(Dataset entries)
== Segment start ==
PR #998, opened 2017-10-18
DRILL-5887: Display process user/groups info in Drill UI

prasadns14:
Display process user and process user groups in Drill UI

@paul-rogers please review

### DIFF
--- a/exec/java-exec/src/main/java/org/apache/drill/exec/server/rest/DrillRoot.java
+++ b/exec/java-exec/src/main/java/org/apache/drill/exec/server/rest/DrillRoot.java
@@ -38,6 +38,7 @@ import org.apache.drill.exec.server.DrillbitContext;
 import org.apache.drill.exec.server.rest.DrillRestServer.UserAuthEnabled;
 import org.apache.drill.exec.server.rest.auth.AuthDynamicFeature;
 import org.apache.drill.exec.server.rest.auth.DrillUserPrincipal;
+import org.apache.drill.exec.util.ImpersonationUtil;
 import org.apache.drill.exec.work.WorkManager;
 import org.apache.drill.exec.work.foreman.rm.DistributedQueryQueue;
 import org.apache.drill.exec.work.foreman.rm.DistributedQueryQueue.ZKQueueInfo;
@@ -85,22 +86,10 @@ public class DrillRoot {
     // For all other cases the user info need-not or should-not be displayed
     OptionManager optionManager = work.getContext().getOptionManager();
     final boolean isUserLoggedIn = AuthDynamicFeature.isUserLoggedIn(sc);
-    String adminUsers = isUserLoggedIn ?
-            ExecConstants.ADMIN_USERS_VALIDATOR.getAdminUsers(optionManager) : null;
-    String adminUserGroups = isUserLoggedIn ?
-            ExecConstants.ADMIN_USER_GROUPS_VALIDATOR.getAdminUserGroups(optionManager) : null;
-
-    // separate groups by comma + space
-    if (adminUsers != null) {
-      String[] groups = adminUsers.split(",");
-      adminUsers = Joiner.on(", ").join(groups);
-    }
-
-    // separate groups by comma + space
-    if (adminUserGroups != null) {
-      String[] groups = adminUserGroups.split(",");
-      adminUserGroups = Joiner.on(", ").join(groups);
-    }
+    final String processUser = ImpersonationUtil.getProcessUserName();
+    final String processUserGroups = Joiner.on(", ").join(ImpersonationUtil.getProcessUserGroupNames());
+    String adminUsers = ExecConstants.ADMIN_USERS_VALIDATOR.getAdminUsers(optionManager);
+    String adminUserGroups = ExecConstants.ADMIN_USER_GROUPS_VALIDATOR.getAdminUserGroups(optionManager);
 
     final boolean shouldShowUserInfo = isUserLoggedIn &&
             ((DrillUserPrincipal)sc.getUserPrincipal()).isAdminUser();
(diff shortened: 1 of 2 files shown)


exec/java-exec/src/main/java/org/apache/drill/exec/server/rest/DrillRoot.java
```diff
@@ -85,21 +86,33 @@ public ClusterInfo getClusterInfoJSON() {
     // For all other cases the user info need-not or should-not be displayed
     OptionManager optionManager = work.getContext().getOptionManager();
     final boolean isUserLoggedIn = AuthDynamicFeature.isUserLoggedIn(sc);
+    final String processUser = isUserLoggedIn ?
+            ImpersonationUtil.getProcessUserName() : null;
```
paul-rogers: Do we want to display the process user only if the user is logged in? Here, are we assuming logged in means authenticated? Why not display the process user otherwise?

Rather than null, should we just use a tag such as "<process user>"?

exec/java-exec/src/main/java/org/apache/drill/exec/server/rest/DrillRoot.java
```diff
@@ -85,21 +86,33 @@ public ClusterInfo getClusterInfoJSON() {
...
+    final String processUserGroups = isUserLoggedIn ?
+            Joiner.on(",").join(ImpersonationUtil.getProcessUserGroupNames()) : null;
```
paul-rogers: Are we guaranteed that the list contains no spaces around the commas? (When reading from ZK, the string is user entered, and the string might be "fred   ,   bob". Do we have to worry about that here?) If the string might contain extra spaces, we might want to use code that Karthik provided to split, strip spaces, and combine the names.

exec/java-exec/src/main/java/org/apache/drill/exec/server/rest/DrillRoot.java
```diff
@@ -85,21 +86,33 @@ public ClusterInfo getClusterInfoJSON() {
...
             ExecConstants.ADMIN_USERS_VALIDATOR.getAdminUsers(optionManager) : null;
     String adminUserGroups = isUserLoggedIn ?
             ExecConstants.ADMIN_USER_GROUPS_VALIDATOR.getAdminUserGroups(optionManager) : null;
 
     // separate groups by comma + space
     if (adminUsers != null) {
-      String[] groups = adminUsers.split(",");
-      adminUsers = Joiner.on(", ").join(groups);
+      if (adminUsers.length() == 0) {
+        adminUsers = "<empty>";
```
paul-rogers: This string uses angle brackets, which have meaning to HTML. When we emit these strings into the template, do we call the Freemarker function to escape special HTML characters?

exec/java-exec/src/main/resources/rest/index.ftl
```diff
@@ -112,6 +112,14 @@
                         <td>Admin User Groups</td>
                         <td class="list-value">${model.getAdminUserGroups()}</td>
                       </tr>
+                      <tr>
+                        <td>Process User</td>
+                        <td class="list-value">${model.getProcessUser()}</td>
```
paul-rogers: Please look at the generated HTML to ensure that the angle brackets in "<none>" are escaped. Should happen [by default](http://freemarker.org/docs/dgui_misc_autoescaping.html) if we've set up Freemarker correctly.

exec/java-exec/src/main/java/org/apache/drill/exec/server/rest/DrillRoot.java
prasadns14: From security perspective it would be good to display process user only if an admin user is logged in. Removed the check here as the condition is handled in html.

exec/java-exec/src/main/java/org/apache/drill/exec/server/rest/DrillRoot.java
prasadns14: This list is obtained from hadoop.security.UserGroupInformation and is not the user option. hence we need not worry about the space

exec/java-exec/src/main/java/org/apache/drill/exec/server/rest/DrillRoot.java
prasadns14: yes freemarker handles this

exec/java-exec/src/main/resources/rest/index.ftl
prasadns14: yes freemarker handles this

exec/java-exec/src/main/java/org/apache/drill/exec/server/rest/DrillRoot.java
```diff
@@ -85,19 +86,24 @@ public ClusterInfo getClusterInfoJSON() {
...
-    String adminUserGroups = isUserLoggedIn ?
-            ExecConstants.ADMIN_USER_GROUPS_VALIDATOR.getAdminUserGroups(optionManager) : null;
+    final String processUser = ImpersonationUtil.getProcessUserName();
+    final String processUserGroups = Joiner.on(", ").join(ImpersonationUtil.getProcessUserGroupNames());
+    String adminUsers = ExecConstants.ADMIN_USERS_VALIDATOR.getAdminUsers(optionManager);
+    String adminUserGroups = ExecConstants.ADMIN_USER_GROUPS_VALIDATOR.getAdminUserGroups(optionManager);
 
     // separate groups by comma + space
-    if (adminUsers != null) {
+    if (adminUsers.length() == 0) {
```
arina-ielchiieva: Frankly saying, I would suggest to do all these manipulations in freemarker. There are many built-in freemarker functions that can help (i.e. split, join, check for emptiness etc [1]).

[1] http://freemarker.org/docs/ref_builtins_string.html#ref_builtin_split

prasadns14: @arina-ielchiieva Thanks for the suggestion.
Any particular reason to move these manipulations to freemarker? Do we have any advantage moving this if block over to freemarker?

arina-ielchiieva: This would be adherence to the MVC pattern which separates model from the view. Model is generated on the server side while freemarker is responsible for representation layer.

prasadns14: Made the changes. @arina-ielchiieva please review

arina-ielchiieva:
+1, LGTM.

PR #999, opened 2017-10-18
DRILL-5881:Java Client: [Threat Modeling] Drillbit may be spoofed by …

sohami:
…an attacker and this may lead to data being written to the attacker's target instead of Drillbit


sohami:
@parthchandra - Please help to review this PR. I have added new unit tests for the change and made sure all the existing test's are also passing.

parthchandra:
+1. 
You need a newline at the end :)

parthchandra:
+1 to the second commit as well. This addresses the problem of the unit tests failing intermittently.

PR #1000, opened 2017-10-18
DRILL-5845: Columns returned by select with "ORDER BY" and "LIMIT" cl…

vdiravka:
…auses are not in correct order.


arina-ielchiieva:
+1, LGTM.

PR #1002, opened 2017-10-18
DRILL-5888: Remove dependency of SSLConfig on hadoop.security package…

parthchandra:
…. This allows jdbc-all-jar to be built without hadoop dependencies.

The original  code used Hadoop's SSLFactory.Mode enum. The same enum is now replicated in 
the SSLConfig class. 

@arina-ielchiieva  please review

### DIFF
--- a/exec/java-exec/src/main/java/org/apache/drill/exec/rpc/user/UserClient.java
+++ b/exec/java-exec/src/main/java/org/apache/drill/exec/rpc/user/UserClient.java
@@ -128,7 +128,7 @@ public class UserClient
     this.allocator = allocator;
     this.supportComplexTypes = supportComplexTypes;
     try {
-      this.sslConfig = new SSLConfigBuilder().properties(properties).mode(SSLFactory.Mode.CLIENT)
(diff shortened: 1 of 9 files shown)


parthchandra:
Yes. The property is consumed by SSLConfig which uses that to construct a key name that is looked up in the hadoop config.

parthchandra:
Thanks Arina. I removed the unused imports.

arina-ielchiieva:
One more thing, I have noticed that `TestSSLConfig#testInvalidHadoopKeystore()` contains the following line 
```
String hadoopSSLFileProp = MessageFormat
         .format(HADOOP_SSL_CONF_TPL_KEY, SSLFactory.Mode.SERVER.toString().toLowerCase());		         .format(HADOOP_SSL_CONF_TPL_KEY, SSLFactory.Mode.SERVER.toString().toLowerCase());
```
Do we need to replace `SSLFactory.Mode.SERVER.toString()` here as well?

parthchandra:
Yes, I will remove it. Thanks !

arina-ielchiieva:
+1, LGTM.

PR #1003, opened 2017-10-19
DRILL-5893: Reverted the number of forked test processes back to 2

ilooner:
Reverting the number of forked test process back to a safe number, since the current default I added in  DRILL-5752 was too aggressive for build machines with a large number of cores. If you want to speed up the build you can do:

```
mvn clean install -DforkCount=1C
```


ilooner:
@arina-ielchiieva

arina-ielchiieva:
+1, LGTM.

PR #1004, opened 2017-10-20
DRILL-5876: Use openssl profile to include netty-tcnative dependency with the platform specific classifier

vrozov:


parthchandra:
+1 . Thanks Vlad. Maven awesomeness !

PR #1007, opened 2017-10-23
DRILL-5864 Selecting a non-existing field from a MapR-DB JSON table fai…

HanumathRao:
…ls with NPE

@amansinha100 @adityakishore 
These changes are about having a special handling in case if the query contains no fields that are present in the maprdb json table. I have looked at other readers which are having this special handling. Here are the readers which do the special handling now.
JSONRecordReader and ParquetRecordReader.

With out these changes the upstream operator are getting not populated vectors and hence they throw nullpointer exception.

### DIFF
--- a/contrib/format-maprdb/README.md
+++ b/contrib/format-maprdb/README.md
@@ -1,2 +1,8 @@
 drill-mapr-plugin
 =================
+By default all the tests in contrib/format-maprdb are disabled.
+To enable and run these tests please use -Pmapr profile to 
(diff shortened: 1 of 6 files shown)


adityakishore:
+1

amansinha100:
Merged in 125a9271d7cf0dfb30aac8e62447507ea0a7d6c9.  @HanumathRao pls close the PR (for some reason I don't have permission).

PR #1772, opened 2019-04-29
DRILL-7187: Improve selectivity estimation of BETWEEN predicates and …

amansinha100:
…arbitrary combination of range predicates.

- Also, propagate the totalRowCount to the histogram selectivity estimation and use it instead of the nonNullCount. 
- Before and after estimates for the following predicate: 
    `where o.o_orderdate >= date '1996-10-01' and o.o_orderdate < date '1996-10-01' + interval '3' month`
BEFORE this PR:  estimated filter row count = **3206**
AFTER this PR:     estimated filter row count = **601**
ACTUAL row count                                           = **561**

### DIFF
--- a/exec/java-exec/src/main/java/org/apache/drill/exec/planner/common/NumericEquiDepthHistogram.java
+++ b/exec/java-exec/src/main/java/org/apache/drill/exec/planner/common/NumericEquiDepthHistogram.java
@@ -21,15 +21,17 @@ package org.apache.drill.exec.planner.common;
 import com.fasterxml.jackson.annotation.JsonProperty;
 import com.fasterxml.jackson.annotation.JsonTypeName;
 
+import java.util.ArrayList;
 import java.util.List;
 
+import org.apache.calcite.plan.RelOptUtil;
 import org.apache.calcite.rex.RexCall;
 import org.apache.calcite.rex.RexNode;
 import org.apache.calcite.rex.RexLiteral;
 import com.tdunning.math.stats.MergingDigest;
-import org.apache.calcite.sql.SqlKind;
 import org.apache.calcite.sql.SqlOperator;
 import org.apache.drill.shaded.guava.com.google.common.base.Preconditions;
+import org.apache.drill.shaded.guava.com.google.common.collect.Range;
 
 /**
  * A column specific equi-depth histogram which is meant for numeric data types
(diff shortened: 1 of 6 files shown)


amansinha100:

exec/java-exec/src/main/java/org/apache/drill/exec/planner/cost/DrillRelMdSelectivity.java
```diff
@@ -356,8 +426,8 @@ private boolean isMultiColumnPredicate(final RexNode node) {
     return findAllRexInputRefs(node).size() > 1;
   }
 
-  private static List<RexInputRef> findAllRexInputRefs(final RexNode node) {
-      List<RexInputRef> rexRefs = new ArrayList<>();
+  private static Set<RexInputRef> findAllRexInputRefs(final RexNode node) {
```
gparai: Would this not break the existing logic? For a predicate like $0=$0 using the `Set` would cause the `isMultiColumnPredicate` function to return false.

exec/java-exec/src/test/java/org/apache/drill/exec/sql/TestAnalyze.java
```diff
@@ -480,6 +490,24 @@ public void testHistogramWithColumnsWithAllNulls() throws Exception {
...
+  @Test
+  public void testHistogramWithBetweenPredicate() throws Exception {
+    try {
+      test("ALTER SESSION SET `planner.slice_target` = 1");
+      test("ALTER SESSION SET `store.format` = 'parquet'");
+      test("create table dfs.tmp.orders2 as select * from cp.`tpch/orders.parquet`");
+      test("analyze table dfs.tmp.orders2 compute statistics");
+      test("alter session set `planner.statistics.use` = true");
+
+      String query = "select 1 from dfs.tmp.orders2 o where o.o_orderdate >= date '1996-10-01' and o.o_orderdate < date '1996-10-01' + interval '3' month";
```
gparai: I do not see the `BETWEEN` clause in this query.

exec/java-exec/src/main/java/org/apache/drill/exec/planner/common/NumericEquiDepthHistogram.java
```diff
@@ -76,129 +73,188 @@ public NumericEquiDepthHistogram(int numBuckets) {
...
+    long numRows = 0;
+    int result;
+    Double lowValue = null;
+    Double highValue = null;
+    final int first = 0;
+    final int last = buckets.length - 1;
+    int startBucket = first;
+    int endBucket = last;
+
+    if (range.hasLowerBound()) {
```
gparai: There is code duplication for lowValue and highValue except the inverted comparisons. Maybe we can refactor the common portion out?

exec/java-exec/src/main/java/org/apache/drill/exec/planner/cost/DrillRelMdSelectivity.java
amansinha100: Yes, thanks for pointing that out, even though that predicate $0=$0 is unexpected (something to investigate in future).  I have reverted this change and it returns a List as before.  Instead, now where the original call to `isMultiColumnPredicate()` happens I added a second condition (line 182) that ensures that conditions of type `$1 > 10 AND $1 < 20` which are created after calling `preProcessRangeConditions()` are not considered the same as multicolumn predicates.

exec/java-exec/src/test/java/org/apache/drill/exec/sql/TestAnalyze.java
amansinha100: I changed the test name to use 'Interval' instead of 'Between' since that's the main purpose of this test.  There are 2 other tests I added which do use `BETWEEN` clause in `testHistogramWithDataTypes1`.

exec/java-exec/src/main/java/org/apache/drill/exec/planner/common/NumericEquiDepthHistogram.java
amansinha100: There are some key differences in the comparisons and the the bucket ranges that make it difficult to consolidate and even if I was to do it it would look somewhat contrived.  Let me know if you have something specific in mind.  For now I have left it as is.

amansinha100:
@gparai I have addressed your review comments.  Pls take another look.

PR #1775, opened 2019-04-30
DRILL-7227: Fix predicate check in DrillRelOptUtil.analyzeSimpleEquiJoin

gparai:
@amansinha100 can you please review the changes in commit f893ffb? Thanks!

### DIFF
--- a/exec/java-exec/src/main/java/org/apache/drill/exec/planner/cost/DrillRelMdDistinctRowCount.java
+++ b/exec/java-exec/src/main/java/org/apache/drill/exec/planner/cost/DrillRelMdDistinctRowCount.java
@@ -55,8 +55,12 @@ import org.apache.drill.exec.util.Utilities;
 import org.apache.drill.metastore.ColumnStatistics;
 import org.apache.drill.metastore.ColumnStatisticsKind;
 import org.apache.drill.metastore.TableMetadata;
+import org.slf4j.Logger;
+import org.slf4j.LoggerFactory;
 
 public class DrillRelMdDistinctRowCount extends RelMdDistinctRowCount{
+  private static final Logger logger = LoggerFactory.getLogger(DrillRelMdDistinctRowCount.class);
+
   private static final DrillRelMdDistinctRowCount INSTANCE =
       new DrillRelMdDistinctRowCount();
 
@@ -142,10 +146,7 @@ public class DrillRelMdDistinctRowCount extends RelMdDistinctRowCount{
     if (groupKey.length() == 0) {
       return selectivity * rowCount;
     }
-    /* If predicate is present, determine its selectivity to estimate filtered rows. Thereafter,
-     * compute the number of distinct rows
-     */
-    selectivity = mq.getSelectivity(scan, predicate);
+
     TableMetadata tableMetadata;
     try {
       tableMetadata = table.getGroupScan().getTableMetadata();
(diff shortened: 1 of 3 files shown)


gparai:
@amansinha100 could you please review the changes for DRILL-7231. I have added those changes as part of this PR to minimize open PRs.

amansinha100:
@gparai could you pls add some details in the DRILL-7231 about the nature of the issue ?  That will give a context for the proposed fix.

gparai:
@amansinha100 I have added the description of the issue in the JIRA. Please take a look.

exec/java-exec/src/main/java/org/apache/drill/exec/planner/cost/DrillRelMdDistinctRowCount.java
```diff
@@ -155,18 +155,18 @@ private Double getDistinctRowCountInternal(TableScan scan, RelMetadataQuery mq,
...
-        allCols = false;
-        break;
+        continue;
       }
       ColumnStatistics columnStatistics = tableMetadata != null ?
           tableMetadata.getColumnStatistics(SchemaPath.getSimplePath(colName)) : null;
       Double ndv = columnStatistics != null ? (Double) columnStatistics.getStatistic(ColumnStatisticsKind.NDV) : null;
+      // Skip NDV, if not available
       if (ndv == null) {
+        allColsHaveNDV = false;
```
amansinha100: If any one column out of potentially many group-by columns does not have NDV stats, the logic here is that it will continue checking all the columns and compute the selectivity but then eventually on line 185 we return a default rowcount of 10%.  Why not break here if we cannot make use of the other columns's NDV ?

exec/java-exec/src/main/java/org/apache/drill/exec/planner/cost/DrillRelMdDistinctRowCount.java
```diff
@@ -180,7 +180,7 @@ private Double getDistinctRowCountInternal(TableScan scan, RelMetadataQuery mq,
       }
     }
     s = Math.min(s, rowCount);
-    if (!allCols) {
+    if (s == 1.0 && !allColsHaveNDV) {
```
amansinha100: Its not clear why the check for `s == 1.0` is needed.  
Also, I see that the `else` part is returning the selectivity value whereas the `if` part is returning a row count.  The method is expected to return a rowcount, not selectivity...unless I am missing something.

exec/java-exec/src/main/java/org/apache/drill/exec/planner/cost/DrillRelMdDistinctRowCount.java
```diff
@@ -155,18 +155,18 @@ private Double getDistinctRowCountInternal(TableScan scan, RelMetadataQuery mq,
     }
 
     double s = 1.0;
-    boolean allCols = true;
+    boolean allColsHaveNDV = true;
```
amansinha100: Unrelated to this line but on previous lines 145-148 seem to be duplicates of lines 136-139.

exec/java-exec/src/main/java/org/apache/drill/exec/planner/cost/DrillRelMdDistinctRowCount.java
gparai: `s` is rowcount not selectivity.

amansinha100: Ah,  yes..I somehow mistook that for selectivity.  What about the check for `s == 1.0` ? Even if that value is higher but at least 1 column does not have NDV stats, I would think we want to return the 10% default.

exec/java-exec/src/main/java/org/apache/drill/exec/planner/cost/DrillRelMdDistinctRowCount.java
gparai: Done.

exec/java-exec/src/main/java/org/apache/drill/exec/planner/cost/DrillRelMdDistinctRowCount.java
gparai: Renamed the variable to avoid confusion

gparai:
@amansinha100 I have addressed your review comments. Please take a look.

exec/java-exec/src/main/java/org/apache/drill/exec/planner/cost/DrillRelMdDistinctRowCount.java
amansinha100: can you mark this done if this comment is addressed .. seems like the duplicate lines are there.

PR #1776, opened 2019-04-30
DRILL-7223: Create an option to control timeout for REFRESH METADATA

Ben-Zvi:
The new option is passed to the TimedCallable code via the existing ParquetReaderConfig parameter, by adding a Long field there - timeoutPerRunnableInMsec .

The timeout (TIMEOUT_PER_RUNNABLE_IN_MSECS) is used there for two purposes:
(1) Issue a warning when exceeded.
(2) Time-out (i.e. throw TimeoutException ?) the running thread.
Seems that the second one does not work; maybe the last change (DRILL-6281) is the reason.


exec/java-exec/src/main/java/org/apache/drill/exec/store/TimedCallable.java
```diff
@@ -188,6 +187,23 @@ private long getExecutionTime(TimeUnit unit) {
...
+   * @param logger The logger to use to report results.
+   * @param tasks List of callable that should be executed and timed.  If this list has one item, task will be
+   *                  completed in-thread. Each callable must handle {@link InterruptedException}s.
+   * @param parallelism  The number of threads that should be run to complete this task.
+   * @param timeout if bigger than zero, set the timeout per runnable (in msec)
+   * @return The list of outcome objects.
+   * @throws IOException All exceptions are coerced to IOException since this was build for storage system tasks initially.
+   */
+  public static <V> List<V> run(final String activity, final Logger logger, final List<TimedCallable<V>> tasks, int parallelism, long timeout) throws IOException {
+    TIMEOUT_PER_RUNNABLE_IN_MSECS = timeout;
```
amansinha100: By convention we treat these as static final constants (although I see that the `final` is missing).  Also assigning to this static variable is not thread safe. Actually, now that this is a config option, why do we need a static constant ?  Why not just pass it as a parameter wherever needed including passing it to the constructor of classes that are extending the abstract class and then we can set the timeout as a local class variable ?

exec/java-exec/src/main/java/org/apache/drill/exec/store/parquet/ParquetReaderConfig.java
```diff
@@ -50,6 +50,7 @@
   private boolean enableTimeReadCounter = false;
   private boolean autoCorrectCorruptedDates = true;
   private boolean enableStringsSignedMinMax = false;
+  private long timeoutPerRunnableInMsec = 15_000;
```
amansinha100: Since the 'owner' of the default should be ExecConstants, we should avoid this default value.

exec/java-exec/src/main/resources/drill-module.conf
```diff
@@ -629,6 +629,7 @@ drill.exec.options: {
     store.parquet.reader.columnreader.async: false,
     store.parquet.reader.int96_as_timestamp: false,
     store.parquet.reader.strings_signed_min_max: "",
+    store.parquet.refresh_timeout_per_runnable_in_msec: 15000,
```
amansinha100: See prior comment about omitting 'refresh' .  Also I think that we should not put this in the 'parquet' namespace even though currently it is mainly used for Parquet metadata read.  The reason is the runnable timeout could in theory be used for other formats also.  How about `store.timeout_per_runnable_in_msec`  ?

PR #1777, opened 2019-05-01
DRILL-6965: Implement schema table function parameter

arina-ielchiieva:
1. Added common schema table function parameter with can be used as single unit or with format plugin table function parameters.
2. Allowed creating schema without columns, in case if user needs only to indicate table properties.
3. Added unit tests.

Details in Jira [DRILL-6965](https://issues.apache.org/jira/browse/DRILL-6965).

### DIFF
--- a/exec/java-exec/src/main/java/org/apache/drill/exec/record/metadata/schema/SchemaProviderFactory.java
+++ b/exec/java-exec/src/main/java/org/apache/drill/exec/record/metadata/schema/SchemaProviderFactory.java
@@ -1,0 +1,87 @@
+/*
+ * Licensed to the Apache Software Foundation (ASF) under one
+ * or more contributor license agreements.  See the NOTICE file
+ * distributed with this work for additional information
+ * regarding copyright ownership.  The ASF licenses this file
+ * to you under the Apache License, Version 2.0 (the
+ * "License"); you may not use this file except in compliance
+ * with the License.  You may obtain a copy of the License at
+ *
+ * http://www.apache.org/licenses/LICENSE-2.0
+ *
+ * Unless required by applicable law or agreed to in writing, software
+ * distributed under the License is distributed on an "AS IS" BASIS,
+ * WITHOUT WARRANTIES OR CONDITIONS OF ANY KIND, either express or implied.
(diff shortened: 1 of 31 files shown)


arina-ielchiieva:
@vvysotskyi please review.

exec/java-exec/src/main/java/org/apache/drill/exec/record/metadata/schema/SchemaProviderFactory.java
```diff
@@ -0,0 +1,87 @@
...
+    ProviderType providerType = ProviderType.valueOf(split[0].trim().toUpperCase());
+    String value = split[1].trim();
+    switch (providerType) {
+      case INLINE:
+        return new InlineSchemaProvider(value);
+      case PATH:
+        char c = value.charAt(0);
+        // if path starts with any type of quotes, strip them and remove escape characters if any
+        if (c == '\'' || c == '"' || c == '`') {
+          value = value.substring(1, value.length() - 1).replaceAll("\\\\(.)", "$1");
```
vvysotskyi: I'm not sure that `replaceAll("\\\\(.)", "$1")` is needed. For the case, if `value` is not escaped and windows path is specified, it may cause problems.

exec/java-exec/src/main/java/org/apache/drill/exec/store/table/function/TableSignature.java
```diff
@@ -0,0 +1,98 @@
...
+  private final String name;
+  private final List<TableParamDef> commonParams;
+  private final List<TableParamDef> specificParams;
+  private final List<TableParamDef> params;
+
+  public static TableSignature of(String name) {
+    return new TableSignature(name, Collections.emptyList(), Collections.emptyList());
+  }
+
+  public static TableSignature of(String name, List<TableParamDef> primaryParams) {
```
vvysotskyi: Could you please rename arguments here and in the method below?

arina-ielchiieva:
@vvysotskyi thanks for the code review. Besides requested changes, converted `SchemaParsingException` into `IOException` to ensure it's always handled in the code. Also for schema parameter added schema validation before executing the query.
== Segment end ==
### Work item:
Restate the data word for word. Begin at its first line, end at the line that contains "-38,6 +38,7 @@", and include both.

### Written response:
PR #998, opened 2017-10-18
DRILL-5887: Display process user/groups info in Drill UI

prasadns14:
Display process user and process user groups in Drill UI

@paul-rogers please review

### DIFF
--- a/exec/java-exec/src/main/java/org/apache/drill/exec/server/rest/DrillRoot.java
+++ b/exec/java-exec/src/main/java/org/apache/drill/exec/server/rest/DrillRoot.java
@@ -38,6 +38,7 @@ import org.apache.drill.exec.server.DrillbitContext;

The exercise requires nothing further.